When we look at the Christmas story as it is told by Luke, it is very easy to see Joseph in a kind of bystander light.  He’s mentioned only in association with going to Bethlehem because he is descended from the family of David; at being amazed by Simeon’s words in the Temple; at being mentioned by Mary as she’s telling Jesus how worried she and his father have been when he went AWOL during their visit to Jerusalem when Jesus was 12.      


Joseph is not so much a bystander in Matthew’s story, but we see outside forces acting on him.  Things have not gone the way he expected them to.  In the middle of these situations, we have choices to make.  Joseph wanted to do the right thing.  He did not wish to expose Mary to public disgrace.  He wanted to call off the whole thing quietly.  He receives a sign – an indication of God at work.  An indication of God’s promise being fulfilled.   Do you believe God speaks to us in dreams?  I do, absolutely.


“But just when he had resolved to do this, an angel of the Lord appeared to him in a dream and said, ‘Joseph, son of David, do not be afraid to take Mary as your wife (do not be afraid to trust God), for the child conceived in her is from the Holy Spirit.  She will bear a son, and you are to name him Jesus, for he will save his people form their sins.’  All this took place to fulfil what had been spoken by the Lord through the prophet: ‘Look, the virgin shall conceive and bear a son, and they shall name him Emmanuel,’ which means ‘God is with us.’”


Trust in God is not always easy, and it could be costly (at least in terms of things we may value).  We don’t know what Joseph and Mary faced in terms of reaction to this scandal in Nazareth or Bethlehem.  Someone has said, “Our choices are not always easy to make or to keep. The consequences are sometimes painful, but there are always choices. We need not be bystanders to our own lives. We can, like Joseph, make the hard choice to believe that God is at work, that God is present, even in the most troubling of situations. We can choose to be obedient to the call to commit ourselves to follow, to commit ourselves to honour… even when it becomes difficult to do so.”


But what else would we do?  Here's the wonder of the sign of Emmanuel, of God with us.  God refuses to abandon us.  What else could we do but to trust to commit ourselves to follow? What else could we do but put ourselves into this Nativity story which has been ongoing for over 2,000 years?

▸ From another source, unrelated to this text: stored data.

PR #3791, opened 2025-06-11
If merged, this PR will Remove a blank string that is causing  exglobal_cleanup.sh to crash

### LINKED ISSUE #3786: GCAFS failing in gcdas_cleanup after 5 cycles.
### What is wrong?

GCAFS is failing in gcdas_cleanup starting in the 5th cycle.  The error occurs on line 42 of gcdas_cleanup.sh:

    find "${directory}" -type f -not \( ${find_exclude_string} \) -ignore_readdir_race -delete

and is caused by the fact that find_exclude_string is empty.  I've created a temporary workaround that keeps the code from crashing by checking to see if the string is empty, and ignores it if it is empty. This may not be the correct solution (eg the files might not be deleted properly), but for now its not crashing.  And perhaps the string shouldn't be empty in the first place.  I haven't tested this yet on Hera to see if it is machine dependent. 

This needs a more robust solution that 1. Finds out why find_exclude_string is empty starting on the 4th cycle and 2. either corrects this if it shouldn't be empty, or simply avoids crashing it is supposed to be empty. 

Gaea-C6

https://github.com/CoryMartin-NOAA/global-workflow,  feature/stage-gen-anl

### Steps to reproduce

1. Run the CI test o a cycling experiment beyond 4 cycles. 

### Additional information

_No response_

I have a fix which keeps the cleanup step from failing, but not sure if it is quite right. It simply checks to see if the string find_exclude_string is empty, and leaves it out of the script if it is.

andytangborn:
# Description

This draft PR is a potential fix to the crashing of the cleanup step for GCAFS. The problem is caused by an empty string and this fix checks for the empty string and changes the script to leave it out. 

 

  

  Resolves #3786 

# Type of change
- Bug fix

# Change characteristics

# How has this been tested?

Cycling many days on gaea.

# Checklist

### DIFF
--- a/scripts/exglobal_cleanup.sh
+++ b/scripts/exglobal_cleanup.sh
@@ -24,6 +24,7 @@ fi
 last_date=$(date --utc +%Y%m%d%H -d "${PDY} ${cyc} -${RMOLDEND:-24} hours")
 first_date=$(date --utc +%Y%m%d%H -d "${PDY} ${cyc} -${RMOLDSTD:-120} hours")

There are two things I pray we do as we close.   The first is this - Let us name and claim Jesus this Advent season.  There are two names given to the child born in our Matthew 1 passage.  The first is Jesus.  Yeshua.  “God saves.”  Deliverer.    The second is Emmanuel – “God is with us.”  Look at the last thing that Joseph does as a sign to us – “… and he named him Jesus.”  To name this child meant that Joseph was claiming him as his own.  I am his.  He is mine.  May we ask God to give us eyes to see the signs of God’s promises all around us.  May we ask God to give us eyes to see the signs of God’s wondrous love all around.  Signs that God refuses to abandon us.  Such signs are all around us.  A group of our elders sitting around a candlelit table in the Friendship Room filling out gift boxes for those who have a hard time getting out of the home.  The smell of hot chocolate filling a house on St. Joseph street where, on a Saturday afternoon, people who may feel forgotten are reminded of love and grace.  A group of children singing of the wonder of Jesus’ birth.  Emmanuel’s birth. The birth of  “God saves.”  The birth of “God is with us.”


Secondly, pray that God would make us signs of God’s wondrous love.  The angel’s message to the shepherds was, “This will be a sign for you…”  May our prayer be, “Let us be a sign to all.”  May God call things into being in and through us – things like the hope that is to be found in Jesus, the vision of peace described by Isaiah, the joy that is known in Christ no matter our circumstances, the wondrous love of “God with us.” – the wondrous truth that God refuses to abandon us.


May God help us see such signs and be such signs.  May this be true for each and every one of us.  Merry Christmas, dear family.